For a more recent look at Birdie, its features and how to install it, see this post: 

Twitter App Birdie Explained

Twitter clients for Linux. Once upon there were a swathe of them. Like Mogwai fed after midnight, newer ones seemed to appear with crazy frequency.

But then Twitter got arrogant. It wanted to control the ‘app’ experience had by its users. It made it harder and harder for third-party developers to engage with its API, and started limiting the number of ‘calls’ – i.e. fetching tweets – third-party apps could make to it.

Apps that slid past the limits would simply stop working. For all its users.

The end result of these ‘rule changes’ has seen many Twitter app developers unable to keep pace. The swathe dried up; abandoned clients dried out; and for Linux Twitter fans the options became fewer and scarcer.

Of course, we weren’t left entirely without options. There are some great Linux apps still around – Polly and Gwibber being two of the most popular. But choices never hurt, right?

Basic Birdie

As an avid Tweeter I was pretty pleased to learn of a new desktop twitter app in development – Birdie.

While the app is still more a hungry chick than bird in full plume (i.e.: don’t expect bells and whistles) the app does show a lot of promise.

So far Birdie covers all of the basics one would expect of a twitter client. It can tweet; retweet; favourite; send/receive private messages; view profiles, and follow/unfollow accounts. It even integrates nicely into the Ubuntu desktop, supporting notifications, Unity Launcher badges and quicklists, and the Ubuntu Messaging Menu.

Birdie eschews the ‘multi-column’ layout used by other Linux Twitter apps (Gwibber, Polly, Turpial, gFeedline) in favour of a single-column view that’s more akin to the Twitter mobile website/apps. This has both it’s advantages and disadvantages. The main plus being less noise.

The Birdie Compose Box

Snaring Birdie

If you’re twitching to try the Birdie out then you can. A ‘Stable’ PPA is maintained for Ubuntu 12.04, 12.10 and 13.04. But before you add it remember that jumping on an app during early development does come with a cost: advanced features are lacking, stability is a little wayward, and it may eat your tweets.

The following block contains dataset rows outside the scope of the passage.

PR #3717, opened 2019-10-28
Revert "buildsys: use the C++ compiler for linking"

fingolfin:
This essentially reverts PR #3652, which was meant to fix issue #3651 for @hulpke which was caused by a bug in GCC 4.4.7.

The problem with that fix is that it causes severe linker issues when using GAP with Julia on Ubuntu 16.04, due to that system using GCC 5 (more specifically any other Linux installation with GCC <= 6.0 as its primary compiler is affected, only GCC >= 6.1 are safe to use). I myself can workaround that there by updating the compiler to GCC 6, but that is really problematic for people who can't modify their systems like that for some reason or another. The only fix I could come up with so far is switching back to linking with the C compiler by default, which *ought* to work as we don't use the standard C++ library.

Of course this would open up issue #3651 again, but I hope that we can workaround it in another way. Specifically, I hope that @hulpke can work around his problems there with this:

    ./configure LIBS=-lstdc++    # ... plus any other configure options you want/need
    make

If @hulpke can confirm that this also fixes the issue for him (with this PR merged, I mean), then I think we can safely go ahead with merging this, and backporting it to stable-4.11

CC @wbhart

### DIFF
--- a/.appveyor.yml
+++ b/.appveyor.yml
@@ -18,7 +18,6 @@ environment:
       CYG_ROOT: C:\cygwin64
       PACKAGES: "-P libgmp-devel,zlib-devel,python27,python27-pip"
       CFLAGS: "--coverage"
-      CXXFLAGS: "--coverage"
       LDFLAGS: "--coverage"
 # FIXME: HPC-GAP build on AppVeyor disabled for now, as it crashes
 #    - CYG_ARCH: x86_64
--- a/.appveyor.yml
+++ b/.appveyor.yml
@@ -18,6 +18,7 @@ environment:
       CYG_ROOT: C:\cygwin64
       PACKAGES: "-P libgmp-devel,zlib-devel,python27,python27-pip"
       CFLAGS: "--coverage"
+      CXXFLAGS: "--coverage"
       LDFLAGS: "--coverage"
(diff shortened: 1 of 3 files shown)


wbhart:
I don't know what the Cygwin failure is all about. I'm a little surprised we have cygwin anywhere, as I understood Julia didn't support it. But the error looks like a problem with the stack unwinding model?

Could this be related to your change Max?

fingolfin:
@hulpke oh that's great news

@wbhart the failing Cygwin tests on AppVeyor are *not* using Julia.

The error indicates missing symbol `__gxx_personality_seh0` is from libstdc++; so I could fix that by adding `-libstdc++`. But this shouldn't be needed at all (and the 32bit cygwin build indeed doesn't need it, nor does any of our other builds). This might be a compiler bug again...  This symbol specifically is for C++ exception handling, and we don't use exceptions, nor classes, nor anything but C++ templates. And I can't just add libstdc++ back, because that caused the troubles I am trying to avoid with this PR *sigh*

fingolfin:
Backported to `stable-4.11` in 2351a8c7b62607842000d55e56f21b8abe21a319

For example, Birdie’s “stable PPA” release is missing multiple-account support, searching, and the ability to preview conversations or media in the app. All elements that help define a ‘good’ Twitter app from a ‘great’ one.

But as I said at the outset, it’s early days. So far, Birdie is worth keeping an eye out for.

Searching has landed in the most recent update to Birdie.

Birdie in the Ubuntu Messaging Menu

Install Birdie in Ubuntu 12.04, 12.10 or 13.04

Birdie is development software. It will crash, it will have bugs, and it will eat your tweets. You install it at your own risk.

To install Birdie you’ll first need to add the following PPA to your Software Sources. The quickest way to do this in Ubuntu is to open a Terminal and enter the following code:

sudo add-apt-repository ppa:birdie-team/stable

Next run the following command to update your sources and install the app:

sudo apt-get update && sudo apt-get install birdie

Once done you can launch Birdie from the Unity Dash. During first run you’ll be asked to add an account. Follow the on-screen prompts to get started. Initial sync takes a little while, so do be patient.